__TASK GOAL__. Pull every line with the word "PrepPollRemove" out of the entries below.

__SOURCE DATA__.
========

PR #505, opened 2025-12-05
fix: a better fix for races during the epoll cancelation flow.

romange:
As io_uring_register_sync_cancel does not guaranteee that subsequent callback won't be called, we switch to using asynchronous IORING_OP_POLL_REMOVE. We also add a leakage counter to see if our invariants hold and we indeed delete all the objects related to POLL tracking.

### DIFF
--- a/util/fibers/uring_proactor.cc
+++ b/util/fibers/uring_proactor.cc
@@ -554,7 +554,7 @@ UringProactor::EpollIndex UringProactor::EpollAdd(int fd, EpollCB cb, uint32_t e
   se.PrepPollAdd(entry->fd, event_mask);
   entry->index = se.sqe()->user_data;
   se.sqe()->len = IORING_POLL_ADD_MULTI;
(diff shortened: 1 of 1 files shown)


util/fibers/uring_proactor.cc
```diff
@@ -554,27 +565,36 @@ void UringProactor::EpollDel(EpollIndex id) {
...
+  // the call.
+
+  // When using async POLL_REMOVE we **try** to guarantee serialized order.
+  // The assumption is that callback will always run after issuing PrepPollRemove.
+  IoResult res;
+  pending_epoll_removals_++;
+
+  do {
+    FiberCall fc(this);
+    fc->PrepPollRemove(uid);
```
kostasrim: Ok after searching about this a little bit more it appears that only `io_uring_register_sync_cancel` can create orphan entries. We should not reach that state with PrepPollRemove as any other completion event related to that poll will be processed `before` the poll cancellation

PR #513, opened 2025-12-11
chore: fallocate test

kostasrim:
* add small fallocate usage test

Plz read the comments in the code (see my review)

### DIFF
--- a/util/fibers/uring_file_test.cc
+++ b/util/fibers/uring_file_test.cc
@@ -165,5 +165,46 @@ TEST_F(UringFileTest, FSync) {
   });
 }
 
+TEST_F(UringFileTest, FAllocate) {
+  string path = base::GetTestTempPath("1.log");
+  proactor_->Await([this, path] {
+    auto res = OpenLinux(path, O_RDWR | O_CREAT | O_TRUNC, 0666);
+    ASSERT_TRUE(res);
+    LinuxFile* wf = (*res).get();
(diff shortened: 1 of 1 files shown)


util/fibers/uring_file_test.cc
```diff
@@ -165,5 +165,46 @@ TEST_F(UringFileTest, FSync) {
...
+    const int mode = FALLOC_FL_PUNCH_HOLE | FALLOC_FL_KEEP_SIZE;
+    util::fb2::FiberCall fc(proactor_.get());
+    fc->PrepFallocate(wf->fd(), mode, 0, fsize);
+    FiberCall::IoResult io_res = fc.Get();
+    ASSERT_EQ(io_res, 0);
+
+    ec = StatX(path.c_str(), &stat, wf->fd());
+    ASSERT_FALSE(ec);
+    ASSERT_EQ(stat.stx_size, 0);
+    ASSERT_EQ(stat.stx_blocks, 0);
```
kostasrim: This fires but I don't understand why 🤔 

>  const int mode = FALLOC_FL_PUNCH_HOLE | FALLOC_FL_KEEP_SIZE;

Means that we will punch a hole on all the blocks so at least we should see a reduction yet it does not change at all 🤔 

Based on my understanding, PUCH_HOLE is not `hint` meaning that we should see a reduction in block size

PR #515, opened 2025-12-13
feat(cmake): add local tarball fallback for googletest

glevkovich:
- Download googletest release asset first, fallback to archive if needed
- Use local tarball for FetchContent to improve build reliability
- Due to recent failures downloading from archive URL, this change prioritizes the release asset URL. The archive URL is kept as a fallback mirror.

### DIFF
--- a/cmake/third_party.cmake
+++ b/cmake/third_party.cmake
@@ -202,35 +202,6 @@ FetchContent_Declare(
   URL "${GTEST_TARBALL}"
 )
 
-# # Download googletest from the release asset first, fallback to the archive mirror if the first fails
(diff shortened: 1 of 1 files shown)


cmake/third_party.cmake
```diff
@@ -165,11 +165,72 @@ function(add_third_party name)
...
+  endif()
+endif()
+
 FetchContent_Declare(
   gtest
-  URL https://github.com/google/googletest/archive/v1.15.2.tar.gz
+  URL "${GTEST_TARBALL}"
 )
 
+# # Download googletest from the release asset first, fallback to the archive mirror if the first fails
```
romange: please remove dead code

PR #520, opened 2025-12-23
fix: pass correct URI to beast::request

romange:
Current code passed scheme and the domain name (aka `https://example.com/foo?bar`) into the URI of the request, while it should have sent only the path part (aka `/foo?bar`).

Fixes most of the issue  https://github.com/dragonflydb/dragonfly/issues/6279

I found additional issues in dragonfly code when loading snapshot from path with prefix containing special characters, which will be addressed separately.

Tested manually with ovhcloud and AWS S3.

### DIFF
--- a/util/aws/http_client.cc
+++ b/util/aws/http_client.cc
@@ -76,10 +76,12 @@ std::shared_ptr<Aws::Http::HttpResponse> HttpClient::MakeRequest(
   CHECK(proactor) << "aws: http client: must run in a proactor thread";
 
   auto uri = request->GetUri();
-  std::string uri_str = uri.GetURLEncodedPath();
-  uri_str += uri.GetQueryString();  // should be prefixed with '?' and url encoded.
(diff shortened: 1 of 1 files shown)


util/aws/http_client.cc
```diff
@@ -75,12 +75,17 @@ std::shared_ptr<Aws::Http::HttpResponse> HttpClient::MakeRequest(
   ProactorBase* proactor = ProactorBase::me();
   CHECK(proactor) << "aws: http client: must run in a proactor thread";
 
+  auto uri = request->GetUri();
+  std::string uri_str = uri.GetURLEncodedPath();
+  uri_str += uri.GetQueryString();  // should be prefixed with '?' and url encoded.
```
vyavdoshenko: nit:
I would check the question mark and add it if missed.

vyavdoshenko (dismissed):

vyavdoshenko (approved):

PR #525, opened 2026-01-01
feat(fibers): Subscribe to events

dranikpg:
Extend Waiter with option to store a callable object to associavte EventCount notifications not only with fiber wakeups, but generic actions. Implement this kind of interface for BlockingCounter

### DIFF
--- a/util/fibers/detail/wait_queue.h
+++ b/util/fibers/detail/wait_queue.h
@@ -35,7 +35,7 @@ class Waiter {
     // it does not work well for slist because its reference is used by slist members
     // (probably when caching last).
     o.wait_hook.swap_nodes(wait_hook);
-    o.cntx_ = nullptr;
+    o.cntx_ = static_cast<FiberInterface*>(nullptr);
   }
 
   // safe_link is used in assertions via IsLinked() method.
@@ -72,7 +72,10 @@ class WaitQueue {
     wait_list_.erase(it);
   }
 
+  // Return true if a waiter exitsted and was notified
   bool NotifyOne(FiberInterface* active);
+
+  // Return true if any waiter was notified
   bool NotifyAll(FiberInterface* active);
 
  private:
--- a/util/fibers/synchronization.cc
+++ b/util/fibers/synchronization.cc
@@ -143,18 +143,23 @@ void EmbeddedBlockingCounter::Cancel() {
   ec_.notifyAll();
 }
 
-std::optional<EventCount::Key> EmbeddedBlockingCounter::Subscribe(detail::Waiter* w) {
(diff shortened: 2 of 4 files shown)


util/fibers/synchronization.h
```diff
@@ -4,11 +4,15 @@
...
 
+#include <util/fibers/detail/wait_queue.h>
+
 #include <atomic>
 #include <condition_variable>  // for cv_status
+#include <optional>
 
 #include "base/spinlock.h"
 #include "util/fibers/detail/fiber_interface.h"
+#include "base/logging.h"
```
romange: no need for logging.h here

dranikpg:
I don't like the interface that much but its a tradeoff between simplicity of changes/implementation and elegancy

util/fibers/detail/wait_queue.h
```diff
@@ -4,50 +4,61 @@
...
+  }
+
   // For some boost versions/distributions, the default move c'tor does not work well,
   // so we implement it explicitly.
-  Waiter(Waiter&& o) : cntx_(o.cntx_) {
+  Waiter(Waiter&& o) : cntx_{std::move(o.cntx_)} {
     // it does not work well for slist because its reference is used by slist members
     // (probably when caching last).
     o.wait_hook.swap_nodes(wait_hook);
     o.cntx_ = nullptr;
```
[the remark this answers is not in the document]
romange: it's not critical, but the line can be removed now.

util/fibers/detail/wait_queue.h
```diff
@@ -62,15 +73,13 @@ class WaitQueue {
   }
 
   bool NotifyOne(FiberInterface* active);
-  void NotifyAll(FiberInterface* active);
+  bool NotifyAll(FiberInterface* active);
```
romange: comment: what does it return?

util/fibers/synchronization.cc
```diff
@@ -143,6 +143,20 @@ void EmbeddedBlockingCounter::Cancel() {
   ec_.notifyAll();
 }
 
+std::optional<EventCount::Key> EmbeddedBlockingCounter::Subscribe(detail::Waiter* w) {
+  uint64_t v = 0;
+  while (true) {
+    auto key = ec_.prepareWait();
+    if (WaitCondition(&v)()) {
+      w->Notify(detail::FiberActive());
+      return {};
```
romange: maybe just break to avoid creating unreachable paths

romange:
@gemini-code-assist `Subscribe` name is a bit confusing as it's not clear where it refers to the `BlockingCounter` or the Waiter. Suggest other names

dranikpg:
Pushed a few fixes. It doesn't have to be perfect as we can then improve parts with more experience in using it in DF itself

PR #531, opened 2026-01-11
chore: clean-ups around iouring code

romange:
1. Fix echo_server verifiction that "echo" replies look exactly like requests. Add check-fail validation for this.
2. Clean up in iouring code, remove dead comments or code.

### DIFF
--- a/examples/echo_server.cc
+++ b/examples/echo_server.cc
@@ -12,12 +12,10 @@
 
 #include <absl/strings/escaping.h>
 #include <absl/strings/str_cat.h>
-
 #include <boost/asio/read.hpp>
 
 #include "base/histogram.h"
 #include "base/init.h"
-
 #include "util/accept_server.h"
 #include "util/asio_stream_adapter.h"
 #include "util/fibers/dns_resolve.h"
@@ -75,8 +73,7 @@ thread_local int tl_conn_id = 0;
 
 class EchoConnection : public Connection {
  public:
-  EchoConnection() {
-    id_ = tl_conn_id++;
+  EchoConnection() : id_(tl_conn_id++) {
   }
 
  private:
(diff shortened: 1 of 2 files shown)


examples/echo_server.cc
```diff
@@ -260,6 +271,32 @@ void EchoConnection::Send(bool is_raw, const vector<iovec>& vec) {
...
+          continue;
+        }
+        memcpy(seq_buf + 8 - seq_needed, v.iov_base, seq_needed);
+        v.iov_base = ((uint8_t*)v.iov_base) + seq_needed;
+        v.iov_len -= seq_needed;
+        seq_needed = 0;
+        uint64_t seq_id = absl::little_endian::Load64(seq_buf);
+        CHECK_EQ(replies_, seq_id);
+      }
+      const char* chr = (const char*)v.iov_base;
```
glevkovich: nit: use modern  c++ casting (safer):
`const char* chr = static_cast<const char*>(v.iov_base);`

examples/echo_server.cc
```diff
@@ -260,6 +271,32 @@ void EchoConnection::Send(bool is_raw, const vector<iovec>& vec) {
...
+      for (unsigned j = 0; j < v.iov_len; ++j) {
+        CHECK_EQ(chr[j], 'x');
+      }
+    }
```
glevkovich: You should probably add after the loop a critical check to ensure you actually validated the full Id in the loop, else you might accept corrupted or truncated packets:
`CHECK_EQ(seq_needed, 0) << "Response too short, did not contain full Sequence ID";`

examples/echo_server.cc
```diff
@@ -69,17 +71,20 @@ VarzCount connections("connections");
...
+    id_ = tl_conn_id++;
   }
 
  private:
   struct SendMsgState {
     bool is_raw = false;
     size_t cur_sendmsg_len = 0;
     vector<iovec> vec;
-    vector<string> kept_blobs;
+    vector<vector<char>> kept_blobs;  // must be vector<char> to be on heap.
```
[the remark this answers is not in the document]
romange: yes, to be only on heap

PR #533, opened 2026-01-13
chore: Implement support for bundles and incremental buffers.

romange:
See https://github.com/axboe/liburing/wiki/What's-new-with-io_uring-in-6.11-and-6.12 for incremental buffers explanation and https://github.com/axboe/liburing/wiki/What's-new-with-io_uring-in-6.10 for bundles.

The feature is integrated with RegisterOnRecv.

One last major thing that is left unsolved is the issue of memory management, or what happens when we are out of provided buffers.

### DIFF
--- a/util/fibers/uring_socket.cc
+++ b/util/fibers/uring_socket.cc
@@ -450,16 +450,29 @@ void UringSocket::RegisterOnRecv(OnRecvCb cb) {
       if (flags & IORING_CQE_F_BUFFER) {
         CHECK_GT(res, 0);
 
-        DCHECK(flags & IORING_CQE_F_MORE);
+        uint16_t bufid = UringProactor::BufRingIdFromFlags(flags);
+        bool incremental = (flags & IORING_CQE_F_BUF_MORE) != 0;
+        DVLOG(2) << "Received " << bufid << " " << res << " " << incremental;
 
-        // holds only for non-bundle spec.
-        DCHECK_LE(res, up->BufRingEntrySize(bufring_id));
-        uint16_t bid = flags >> IORING_CQE_BUFFER_SHIFT;
-        DVLOG(2) << "Multishot recv got buffer " << bid << " of size " << res;
+        while (res > 0) {
+          auto [buf_ptr, segment_len] = up->BufRingGetBufPtr(bufring_id, bufid, res);
+          DVLOG(2) << "Notifying " << bufid << " " << res << " " << segment_len;
+          cb(RecvNotification{io::MutableBytes(buf_ptr, segment_len)});
 
-        uint8_t* buf_ptr = up->AdvanceRecvCompletion(bufring_id, bid);
-        cb(RecvNotification{io::MutableBytes(buf_ptr, static_cast<size_t>(res))});
-        up->ReplenishBuffer(bufring_id, bid);
+          // Returns next bufid that comprises the bundle.
+          bufid = up->BufRingTrackRecvCompletion(bufring_id, segment_len, bufid, incremental);
+          res -= segment_len;
+          incremental = true;  // after the first segment in a bundle we are always incremental.
+        }
+
+        if ((flags & IORING_CQE_F_MORE) == 0) {
+          // Kernel stopped multishot recv for some reason. Most likely due to lack of buffers.
+          // We have two options here:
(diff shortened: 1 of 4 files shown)


util/fibers/uring_socket.cc
```diff
@@ -450,16 +450,29 @@ void UringSocket::RegisterOnRecv(OnRecvCb cb) {
...
+        bool incremental = (flags & IORING_CQE_F_BUF_MORE) != 0;
+        DVLOG(2) << "Received " << bufid << " " << res << " " << incremental;
+
+        while (res > 0) {
+          auto [buf_ptr, segment_len] = up->BufRingGetBufPtr(bufring_id, bufid, res);
+          DVLOG(2) << "Notifying " << bufid << " " << res << " " << segment_len;
+          cb(RecvNotification{io::MutableBytes(buf_ptr, segment_len)});
+
+          // Returns next bufid that comprises the bundle.
+          bufid = up->BufRingTrackRecvCompletion(bufring_id, segment_len, bufid, incremental);
```
kostasrim: I am a little puzzled by this and I am trying to wrap my head around it:

So, if we have an `incremental bundle` then `bool incremental = false` because `IORING_CQE_F_BUF_MORE` should not be set. Now, when we call `BufRingTrackRecvCompletion` and because `incremental = false` we will treat this bundle as non incremental. Isn't that a bug ? 

Also why do we need `incremental` at all ? We know that if a buffer group is registered as incremental then it's safe to assume it is treated as such: 

if a buffer is partially filled -> should not be advanced 
if a buffer is full -> should be advanced 

So effectively with bundles all we need to check is a) was the group registered as incremental ?(incremental_buf_ring_f_) b) if yes, advance each buffer until a partial one is found

Your comment

>  // Without bundles, it's simple - as we receive IORING_CQE_F_BUF_MORE in flags,
  // which is passed as "incremental" here. But with bundles, we do not get that flag

Should verify `incremental = false`

Am I missing something ?

romange: Lets make some order. Initially, `incremental` state was supposed to work with single buffer completions so could differentiate between incremental and non incremental so I could synchronize our internal "cached_head" and `incr_offset` and read the correct slices. 

But with bundles - it becomes more complicated, as the rule is like this: `b1, b2.. bn` all but the last one obviously filled up, so no incremental state is needed. The last one is either incremental or not - I can not know in advance so I assume incrementality. During the next notification, I check bufid and increment our state if it's not the same bufid and the kernel sent me another buffer.

So why do I still need the first part? Because bundles are sent for chunks that fill up more than one buffer or when a buffer has X capacity left, but the reply is larger than X.  It does not mean that all reads are bundles. For example a simple ping pong traffic with echo_server without pipelining will never trigger bundled CQEs. Similarly, a non-pipelined traffic of small commands won't trigger bundled traffic for Dragonfly.

Bundles are sent to save on CQEs notifications when large chunks of data are read from the socket buffer. 

You are **still correct** that in theory we could ignore `IORING_CQE_F_BUF_MORE` and `incremental` apply the same (a bit complicated) synchronization logic for single buffers and deduce "incrementality" post-factum when the next CQE comes with either the same  bufid or a different one. However it's less efficient as then we can not return the current buffer immediately to the kernel as long as we are not sure about its state, and this buffer can not be used by kernel - see `AdvanceHead()` where we not just reset the incremental state but also return the buffer back to kernel.

P.S. It could be nice that `IORING_CQE_F_BUF_MORE` would be set for the last buffer in the bundle but for some reason it's not set and I had to reverse engineer how to adjust our state machine to kernel's.  I am also not sure how much performance advantage provided buffers will give us, so far I did not see significant improvements for multi-threaded setups.

romange: >So, if we have an incremental bundle then bool incremental = false because IORING_CQE_F_BUF_MORE should not be set. Now, when we call BufRingTrackRecvCompletion and because incremental = false we will treat this bundle as non incremental. Isn't that a bug ?

no it's not because by definition bundles are sent when the provided buffer (or whatever capacity is left of it due to previous incremental state) is too small to hold the current chunk and it fills it up. Incrementality just says: you need to increase the offset of the current buffer as I am going to still use it to provide more data for the next read notification at the next offset. With bundles, all buffers but last are filled up by definition.

PR #550, opened 2026-02-24
feat(build): Use all cores for third party builds if possible

abhijat:
Allows building third parties with all cores _if explicitly requested_

* `TRDP_BUILD_USE_ALL_CORES=ON` to use all cores - opt-in
* `TRDP_BUILD_JOBS` to set specific number of jobs - defaults to 4
* by default four cores are used - same as prev. behavior

### DIFF
--- a/cmake/third_party.cmake
+++ b/cmake/third_party.cmake
@@ -60,6 +60,22 @@ endif()
 
 find_package(Threads REQUIRED)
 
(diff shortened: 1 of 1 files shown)


romange:
is it still relevant?

abhijat:
> is it still relevant?

sorry it slipped from my notice, let me change it to draft and I will review and clean up. I think its still relevant but will close if not.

========

__SOLUTION__.
+  // The assumption is that callback will always run after issuing PrepPollRemove.
+    fc->PrepPollRemove(uid);
kostasrim: Ok after searching about this a little bit more it appears that only `io_uring_register_sync_cancel` can create orphan entries. We should not reach that state with PrepPollRemove as any other completion event related to that poll will be processed `before` the poll cancellation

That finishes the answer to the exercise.